What you will do:
Find the line with "neontapir: I see" in the entries below. Repeat it, every following line, and the line with "ldez: I think", exactly and with nothing added.
Provided entries: Begin
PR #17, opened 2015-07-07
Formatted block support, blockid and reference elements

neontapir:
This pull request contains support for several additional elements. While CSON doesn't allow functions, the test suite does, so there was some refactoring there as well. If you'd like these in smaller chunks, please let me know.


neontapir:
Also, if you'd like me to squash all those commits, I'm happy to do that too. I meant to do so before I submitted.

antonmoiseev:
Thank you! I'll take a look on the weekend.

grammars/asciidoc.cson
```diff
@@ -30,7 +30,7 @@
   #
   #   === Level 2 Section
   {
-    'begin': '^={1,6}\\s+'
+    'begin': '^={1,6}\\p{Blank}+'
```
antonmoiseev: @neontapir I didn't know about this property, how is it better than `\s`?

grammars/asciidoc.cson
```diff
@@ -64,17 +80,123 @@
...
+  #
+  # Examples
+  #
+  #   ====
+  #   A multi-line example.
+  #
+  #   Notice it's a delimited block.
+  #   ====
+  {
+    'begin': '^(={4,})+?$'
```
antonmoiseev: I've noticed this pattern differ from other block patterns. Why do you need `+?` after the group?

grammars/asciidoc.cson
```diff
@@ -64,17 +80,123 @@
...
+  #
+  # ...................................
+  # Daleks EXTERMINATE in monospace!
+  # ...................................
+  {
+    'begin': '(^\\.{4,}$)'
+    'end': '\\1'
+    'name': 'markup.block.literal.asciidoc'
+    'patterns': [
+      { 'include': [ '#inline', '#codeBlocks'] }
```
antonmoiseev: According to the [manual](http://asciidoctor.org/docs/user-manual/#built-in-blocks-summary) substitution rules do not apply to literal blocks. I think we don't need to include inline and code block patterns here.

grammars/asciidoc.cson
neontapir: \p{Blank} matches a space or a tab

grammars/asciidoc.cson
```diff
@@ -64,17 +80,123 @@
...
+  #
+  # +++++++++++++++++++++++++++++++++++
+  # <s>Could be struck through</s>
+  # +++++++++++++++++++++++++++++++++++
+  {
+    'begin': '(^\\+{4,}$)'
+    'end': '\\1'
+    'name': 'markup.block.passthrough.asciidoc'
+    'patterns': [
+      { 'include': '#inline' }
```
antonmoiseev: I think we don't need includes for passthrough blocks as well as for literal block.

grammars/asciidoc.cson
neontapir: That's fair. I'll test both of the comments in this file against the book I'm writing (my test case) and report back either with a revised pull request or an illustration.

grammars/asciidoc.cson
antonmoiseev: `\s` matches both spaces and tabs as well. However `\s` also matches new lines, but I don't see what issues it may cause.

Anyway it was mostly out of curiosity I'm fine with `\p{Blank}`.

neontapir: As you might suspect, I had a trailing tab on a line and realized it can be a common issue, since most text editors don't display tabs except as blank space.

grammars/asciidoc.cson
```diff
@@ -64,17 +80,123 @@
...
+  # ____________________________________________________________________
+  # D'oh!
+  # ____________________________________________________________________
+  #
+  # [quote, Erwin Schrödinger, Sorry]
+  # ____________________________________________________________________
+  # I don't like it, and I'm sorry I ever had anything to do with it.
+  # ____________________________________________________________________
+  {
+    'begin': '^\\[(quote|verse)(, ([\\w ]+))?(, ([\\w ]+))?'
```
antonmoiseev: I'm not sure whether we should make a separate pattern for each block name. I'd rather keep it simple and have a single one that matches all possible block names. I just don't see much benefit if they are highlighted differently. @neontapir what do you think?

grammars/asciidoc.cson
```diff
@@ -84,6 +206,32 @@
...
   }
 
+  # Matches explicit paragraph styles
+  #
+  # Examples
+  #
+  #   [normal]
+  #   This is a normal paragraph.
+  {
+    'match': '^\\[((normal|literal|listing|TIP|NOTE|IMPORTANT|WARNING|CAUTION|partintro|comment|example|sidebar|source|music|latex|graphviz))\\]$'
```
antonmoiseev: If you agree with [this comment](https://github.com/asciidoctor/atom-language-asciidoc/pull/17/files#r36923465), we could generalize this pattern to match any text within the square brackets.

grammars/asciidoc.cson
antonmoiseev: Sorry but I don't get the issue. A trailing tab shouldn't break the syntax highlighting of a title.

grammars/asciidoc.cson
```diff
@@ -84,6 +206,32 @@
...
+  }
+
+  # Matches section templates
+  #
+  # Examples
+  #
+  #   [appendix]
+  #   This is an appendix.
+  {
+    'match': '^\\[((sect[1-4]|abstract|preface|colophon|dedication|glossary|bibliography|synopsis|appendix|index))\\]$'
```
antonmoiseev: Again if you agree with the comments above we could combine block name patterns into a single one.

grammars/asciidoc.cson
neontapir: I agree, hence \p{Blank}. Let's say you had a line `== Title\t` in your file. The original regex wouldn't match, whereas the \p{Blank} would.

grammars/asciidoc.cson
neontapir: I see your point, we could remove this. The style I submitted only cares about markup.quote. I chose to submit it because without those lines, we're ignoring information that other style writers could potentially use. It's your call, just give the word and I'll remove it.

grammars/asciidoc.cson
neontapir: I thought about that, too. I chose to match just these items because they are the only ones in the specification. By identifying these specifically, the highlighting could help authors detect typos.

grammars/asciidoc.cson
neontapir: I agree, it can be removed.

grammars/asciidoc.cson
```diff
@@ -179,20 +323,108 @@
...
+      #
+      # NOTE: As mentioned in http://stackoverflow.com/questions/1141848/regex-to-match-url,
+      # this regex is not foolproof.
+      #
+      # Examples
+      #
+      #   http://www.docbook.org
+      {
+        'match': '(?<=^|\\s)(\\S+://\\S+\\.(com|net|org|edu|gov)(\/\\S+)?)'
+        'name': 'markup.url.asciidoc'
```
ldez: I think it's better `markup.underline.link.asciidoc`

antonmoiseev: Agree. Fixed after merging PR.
Provided entries: End
Provided entries: Begin
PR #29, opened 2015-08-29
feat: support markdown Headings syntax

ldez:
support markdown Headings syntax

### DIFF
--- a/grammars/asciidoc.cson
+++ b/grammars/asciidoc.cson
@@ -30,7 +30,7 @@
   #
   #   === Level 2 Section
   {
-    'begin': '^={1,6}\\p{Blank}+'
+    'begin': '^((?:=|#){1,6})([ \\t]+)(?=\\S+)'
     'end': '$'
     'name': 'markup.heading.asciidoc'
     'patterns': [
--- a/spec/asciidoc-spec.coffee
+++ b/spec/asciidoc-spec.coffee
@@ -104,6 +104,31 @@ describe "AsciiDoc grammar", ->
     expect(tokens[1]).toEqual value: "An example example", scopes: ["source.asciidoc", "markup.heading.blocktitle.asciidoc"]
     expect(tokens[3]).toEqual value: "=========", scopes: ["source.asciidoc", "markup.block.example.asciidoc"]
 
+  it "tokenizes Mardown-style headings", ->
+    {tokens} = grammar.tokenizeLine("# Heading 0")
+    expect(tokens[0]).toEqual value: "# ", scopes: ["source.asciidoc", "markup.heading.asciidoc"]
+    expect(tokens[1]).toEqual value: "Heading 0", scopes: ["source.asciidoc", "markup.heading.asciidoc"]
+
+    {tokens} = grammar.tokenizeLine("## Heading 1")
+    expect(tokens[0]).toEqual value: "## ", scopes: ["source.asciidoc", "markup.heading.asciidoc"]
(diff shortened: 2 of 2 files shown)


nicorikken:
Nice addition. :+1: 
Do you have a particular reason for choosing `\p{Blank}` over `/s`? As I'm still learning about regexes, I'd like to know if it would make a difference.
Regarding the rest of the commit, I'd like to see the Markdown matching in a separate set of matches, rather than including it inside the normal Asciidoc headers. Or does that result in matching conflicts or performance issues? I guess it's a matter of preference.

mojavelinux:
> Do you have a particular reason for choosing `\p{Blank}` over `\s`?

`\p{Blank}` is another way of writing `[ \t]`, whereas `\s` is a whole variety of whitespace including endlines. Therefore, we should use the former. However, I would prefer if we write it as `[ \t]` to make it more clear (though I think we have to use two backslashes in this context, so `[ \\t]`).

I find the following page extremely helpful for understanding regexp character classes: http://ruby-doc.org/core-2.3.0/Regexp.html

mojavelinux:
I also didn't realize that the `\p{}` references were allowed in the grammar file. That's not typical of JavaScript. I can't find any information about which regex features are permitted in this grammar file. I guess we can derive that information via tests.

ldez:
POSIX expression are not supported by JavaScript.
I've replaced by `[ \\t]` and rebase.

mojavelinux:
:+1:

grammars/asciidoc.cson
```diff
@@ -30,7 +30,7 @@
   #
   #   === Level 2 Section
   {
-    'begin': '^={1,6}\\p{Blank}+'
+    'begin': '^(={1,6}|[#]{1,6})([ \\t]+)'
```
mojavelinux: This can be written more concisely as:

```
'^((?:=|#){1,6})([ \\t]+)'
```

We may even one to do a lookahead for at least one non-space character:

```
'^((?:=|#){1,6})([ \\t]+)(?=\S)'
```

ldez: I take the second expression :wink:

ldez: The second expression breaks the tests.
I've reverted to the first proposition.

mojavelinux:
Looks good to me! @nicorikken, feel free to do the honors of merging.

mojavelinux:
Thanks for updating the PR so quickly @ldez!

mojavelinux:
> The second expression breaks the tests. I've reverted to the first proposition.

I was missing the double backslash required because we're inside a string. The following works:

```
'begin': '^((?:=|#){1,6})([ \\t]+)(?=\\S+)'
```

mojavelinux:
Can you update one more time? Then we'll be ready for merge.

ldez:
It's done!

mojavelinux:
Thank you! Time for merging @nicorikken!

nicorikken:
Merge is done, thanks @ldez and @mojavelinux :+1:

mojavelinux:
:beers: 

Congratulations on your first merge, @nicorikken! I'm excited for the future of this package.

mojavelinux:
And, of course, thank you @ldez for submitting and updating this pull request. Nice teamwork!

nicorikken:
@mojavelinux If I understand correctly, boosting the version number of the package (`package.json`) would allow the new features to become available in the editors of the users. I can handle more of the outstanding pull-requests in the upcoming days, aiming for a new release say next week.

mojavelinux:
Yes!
Provided entries: End
Provided entries: Begin
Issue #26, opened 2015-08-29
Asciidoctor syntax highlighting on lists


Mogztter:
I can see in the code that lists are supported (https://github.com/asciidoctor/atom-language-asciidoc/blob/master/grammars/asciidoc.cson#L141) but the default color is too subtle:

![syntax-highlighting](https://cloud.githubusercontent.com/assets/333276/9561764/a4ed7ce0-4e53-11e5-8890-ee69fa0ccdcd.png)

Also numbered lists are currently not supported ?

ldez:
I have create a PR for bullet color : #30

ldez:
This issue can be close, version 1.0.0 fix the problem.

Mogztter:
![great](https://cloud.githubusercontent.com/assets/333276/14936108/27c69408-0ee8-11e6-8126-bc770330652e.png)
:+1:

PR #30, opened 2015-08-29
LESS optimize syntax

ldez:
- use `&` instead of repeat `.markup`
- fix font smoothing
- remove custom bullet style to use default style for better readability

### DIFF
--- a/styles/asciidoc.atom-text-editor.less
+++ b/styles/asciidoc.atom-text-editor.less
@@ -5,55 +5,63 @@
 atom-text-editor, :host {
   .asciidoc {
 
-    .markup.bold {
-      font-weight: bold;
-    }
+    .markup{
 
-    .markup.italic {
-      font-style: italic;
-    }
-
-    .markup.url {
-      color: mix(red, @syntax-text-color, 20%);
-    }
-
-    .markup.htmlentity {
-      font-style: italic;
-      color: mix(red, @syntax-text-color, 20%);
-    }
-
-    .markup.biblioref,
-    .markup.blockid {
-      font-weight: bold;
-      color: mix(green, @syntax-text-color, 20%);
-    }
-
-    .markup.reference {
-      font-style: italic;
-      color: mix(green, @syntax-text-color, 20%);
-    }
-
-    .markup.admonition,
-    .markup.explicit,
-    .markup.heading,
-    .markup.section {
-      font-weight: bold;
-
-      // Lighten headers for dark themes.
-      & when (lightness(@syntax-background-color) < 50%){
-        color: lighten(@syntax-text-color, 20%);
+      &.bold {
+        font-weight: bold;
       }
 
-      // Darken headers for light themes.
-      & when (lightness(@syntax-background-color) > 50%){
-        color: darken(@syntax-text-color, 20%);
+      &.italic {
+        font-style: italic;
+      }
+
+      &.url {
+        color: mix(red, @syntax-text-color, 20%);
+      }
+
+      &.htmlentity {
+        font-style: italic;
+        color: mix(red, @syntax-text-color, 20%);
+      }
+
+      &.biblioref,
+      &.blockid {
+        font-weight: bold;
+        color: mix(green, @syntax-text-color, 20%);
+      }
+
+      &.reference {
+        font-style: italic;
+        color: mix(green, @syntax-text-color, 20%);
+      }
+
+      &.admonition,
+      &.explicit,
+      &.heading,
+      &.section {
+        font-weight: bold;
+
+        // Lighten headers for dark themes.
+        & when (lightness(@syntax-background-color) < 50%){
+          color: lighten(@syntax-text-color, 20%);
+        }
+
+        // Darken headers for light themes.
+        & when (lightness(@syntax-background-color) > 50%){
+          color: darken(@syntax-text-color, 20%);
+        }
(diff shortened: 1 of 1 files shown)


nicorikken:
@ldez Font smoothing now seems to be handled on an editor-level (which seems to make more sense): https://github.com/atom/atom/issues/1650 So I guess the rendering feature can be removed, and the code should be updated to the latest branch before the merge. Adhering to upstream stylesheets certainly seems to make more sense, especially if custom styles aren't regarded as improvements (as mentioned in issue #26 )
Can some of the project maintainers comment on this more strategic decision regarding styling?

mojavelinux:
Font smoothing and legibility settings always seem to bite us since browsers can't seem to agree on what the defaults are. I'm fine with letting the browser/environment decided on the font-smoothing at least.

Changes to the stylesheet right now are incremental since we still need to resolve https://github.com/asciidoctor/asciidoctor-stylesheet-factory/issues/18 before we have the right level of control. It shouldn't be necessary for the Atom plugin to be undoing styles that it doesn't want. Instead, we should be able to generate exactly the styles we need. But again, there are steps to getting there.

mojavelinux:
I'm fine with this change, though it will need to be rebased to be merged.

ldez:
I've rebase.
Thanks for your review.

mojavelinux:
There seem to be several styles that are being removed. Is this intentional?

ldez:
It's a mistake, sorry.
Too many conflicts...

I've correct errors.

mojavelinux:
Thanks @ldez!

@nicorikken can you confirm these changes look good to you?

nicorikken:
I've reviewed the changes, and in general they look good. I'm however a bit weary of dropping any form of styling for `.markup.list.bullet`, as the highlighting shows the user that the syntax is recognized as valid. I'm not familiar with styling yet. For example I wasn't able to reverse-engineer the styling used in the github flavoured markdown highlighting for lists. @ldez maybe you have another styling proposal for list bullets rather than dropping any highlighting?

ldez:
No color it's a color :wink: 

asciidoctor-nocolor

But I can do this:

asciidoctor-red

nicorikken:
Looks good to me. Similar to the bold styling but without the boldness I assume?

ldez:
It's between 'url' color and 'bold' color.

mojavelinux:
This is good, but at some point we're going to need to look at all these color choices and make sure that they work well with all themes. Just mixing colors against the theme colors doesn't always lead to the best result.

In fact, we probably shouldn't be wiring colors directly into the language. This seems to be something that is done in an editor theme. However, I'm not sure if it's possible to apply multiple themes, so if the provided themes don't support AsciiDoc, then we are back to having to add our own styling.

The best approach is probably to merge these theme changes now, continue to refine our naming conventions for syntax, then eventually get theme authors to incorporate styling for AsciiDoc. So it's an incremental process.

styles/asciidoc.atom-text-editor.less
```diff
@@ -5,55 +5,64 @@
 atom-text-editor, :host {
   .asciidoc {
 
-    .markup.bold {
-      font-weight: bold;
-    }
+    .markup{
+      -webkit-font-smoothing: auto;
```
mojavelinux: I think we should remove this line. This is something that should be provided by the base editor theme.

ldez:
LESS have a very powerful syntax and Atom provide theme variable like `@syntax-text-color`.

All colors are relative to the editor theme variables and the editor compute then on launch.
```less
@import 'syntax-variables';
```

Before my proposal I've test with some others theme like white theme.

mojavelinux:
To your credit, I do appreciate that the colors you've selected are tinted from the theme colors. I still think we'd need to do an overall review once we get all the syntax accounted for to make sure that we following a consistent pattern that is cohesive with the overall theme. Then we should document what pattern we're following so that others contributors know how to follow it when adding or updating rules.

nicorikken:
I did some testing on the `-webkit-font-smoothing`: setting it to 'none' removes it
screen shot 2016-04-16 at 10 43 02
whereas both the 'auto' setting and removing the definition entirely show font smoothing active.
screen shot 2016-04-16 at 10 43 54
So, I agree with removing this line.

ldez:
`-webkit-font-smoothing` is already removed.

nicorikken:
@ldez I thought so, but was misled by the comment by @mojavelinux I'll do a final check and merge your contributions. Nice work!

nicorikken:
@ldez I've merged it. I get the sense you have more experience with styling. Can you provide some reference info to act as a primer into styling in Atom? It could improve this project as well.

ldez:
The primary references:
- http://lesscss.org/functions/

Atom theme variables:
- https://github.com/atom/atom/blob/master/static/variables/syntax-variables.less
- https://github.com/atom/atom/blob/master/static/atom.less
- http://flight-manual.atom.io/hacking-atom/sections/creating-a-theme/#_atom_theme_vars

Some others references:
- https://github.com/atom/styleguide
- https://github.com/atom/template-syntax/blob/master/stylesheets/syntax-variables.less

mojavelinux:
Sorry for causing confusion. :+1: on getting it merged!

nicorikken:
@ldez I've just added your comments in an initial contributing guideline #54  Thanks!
Provided entries: End
Solution to the problem:
neontapir: I see your point, we could remove this. The style I submitted only cares about markup.quote. I chose to submit it because without those lines, we're ignoring information that other style writers could potentially use. It's your call, just give the word and I'll remove it.

grammars/asciidoc.cson
neontapir: I thought about that, too. I chose to match just these items because they are the only ones in the specification. By identifying these specifically, the highlighting could help authors detect typos.

grammars/asciidoc.cson
neontapir: I agree, it can be removed.

grammars/asciidoc.cson
```diff
@@ -179,20 +323,108 @@
...
+      #
+      # NOTE: As mentioned in http://stackoverflow.com/questions/1141848/regex-to-match-url,
+      # this regex is not foolproof.
+      #
+      # Examples
+      #
+      #   http://www.docbook.org
+      {
+        'match': '(?<=^|\\s)(\\S+://\\S+\\.(com|net|org|edu|gov)(\/\\S+)?)'
+        'name': 'markup.url.asciidoc'
```
ldez: I think it's better `markup.underline.link.asciidoc`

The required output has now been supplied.